Got user and shell, stuck on privesc. Looked back, changed some source, grabbed debug console, dropped rev shell - no luck escalating. Anyone want to drop a pointer in PM would be appreciated.
Just rooted! Quite fun… For those who are trying to root, check what packages/services are installed on that system which allows to ‘travel’ in time. Think about it maybe like kind of backup or similar solution. Find it, and then find what you can take from there.
I just didn’t understand how it got there - is it a real life scenario or it is applicable only on particular/rare cases?
Thanks to @lokori for creating such a good box
HI everyone, i enumerate then found the entry point and exploit it to read arbitrary files on the system. However even if i found hat a python package used is vulnerable (related to rick and morty) i definetively stuck with internal error when i try to get a reverse shell.

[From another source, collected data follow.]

PR #54, opened 2020-07-17
Template for tutorial-type guides

EamonnTP:
This PR adds a template for guidance when creating tutorial-type guides within the Observability documentation. 

For the time being, I have placed the file outside of the docs directory. 

### Related issue

https://github.com/elastic/observability-dev/issues/664

### DIFF
--- a/tutorial-template.asciidoc
+++ b/tutorial-template.asciidoc
@@ -4,8 +4,10 @@ your tutorial. You can use this asciidoc template as a framework, replacing the 
 
 // The title of your tutorial should focus on what the reader will achieve.
 // For example, How to ingest custom data into Elasticsearch.
-// The anchor id name, in this case [[tutorial-title]], must be unique and can only be used once in a doc. You can link to any ID within a document. For example,
-// if you need to link to this section from elsewhere, you would use <<tutorial-title>> as the reference. 
+// The anchor id name, in this case [[tutorial-title]], must be unique and can only be used once in a doc. 
+// The anchor id name should be the same as the file name.
+// You can link to any ID within a document. For example, if you need to link to this section from elsewhere,
+// you would use <<tutorial-title>> as the reference. 
 [[tutorial-title]]
 = Tutorial title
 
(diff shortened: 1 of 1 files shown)


tutorial-template.asciidoc
```diff
@@ -0,0 +1,96 @@
...
+
+[source,shell]
+----
+./elastic-agent -c elastic-agent-standalone.yml run
+----
+
+To include a sample file, specify the source format. For example:
+
+[source,json]
+{
```
dedemorton, line 54: did you mean to include a file here?

tutorial-template.asciidoc
```diff
@@ -0,0 +1,96 @@
...
+    "sample_id": ENT,
+    "sample_name": "String",
+    "sample_number": INT,
+    "line_number": "String",
+    "speaker": "String",
+    "text_entry": "String",
+}
+
+To include an image, save it in a folder in the Observability-docs repo, and
```
dedemorton, line 63: I think we should proscribe a folder called `images`.

dedemorton: I'd keep this a bit more generic, too, and leave out the repo name because stuff tends to bounce around sometimes.

tutorial-template.asciidoc
```diff
@@ -0,0 +1,96 @@
...
+include it using a path relative to the document where the `image::` statement appears. For example,
```
dedemorton, line 64: I would say "by using an `image::` statement" (then show the example).

We need to revisit how we specify the image path to make it possible to move things around more easily, but that's somewhat more complicated in asdciidoc than it probably should be. :-) Probably best right now to be less precise.

tutorial-template.asciidoc
```diff
@@ -0,0 +1,96 @@
...
+include it using a path relative to the document where the `image::` statement appears. For example, 
+this image is saved in the `images` directory:
+
+[role="screenshot"]
+image::images/my-image.png[Alt text]
+
+
+[float]
+[[the-next-step]]
+== Step 2: The next step
```
dedemorton, line 73: @bmorelli25 It would be neat to have some special formatting for these step headings to make them pop in the tutorial docs.

bmorelli25: Interesting. It would indeed. I can't think of an easy way to do this off of the top of my head. I'll add it to my asciidoctor extension project list and dig into it later.

tutorial-template.asciidoc
EamonnTP: Apologies. I meant `To display a sample file`...

tutorial-template.asciidoc
dedemorton: cool, I'll mark it as resolved for now then!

Someone could help me ?
Back from holidays!! Priv escalation was pending, and now… I got it. Before the holidays I was stuck, but after sun and beach it seems my view has become clear again. At this time I saw how to get root at first glance
Nice box @lokori , thank you
def allowed_file(filename):
return ‘.’ in filename and
filename.rsplit(‘.’, 1)[1].lower() in ALLOWED_EXTENSIONS
But every single file i try i get Internal Server Error
So you know the vulnerability type, and maybe you know the file structure to provide.
Why don’t you try to follow the file structure rule?
Maybe then you can search in OWASP this kind of vulnerability and use it with the needed structure.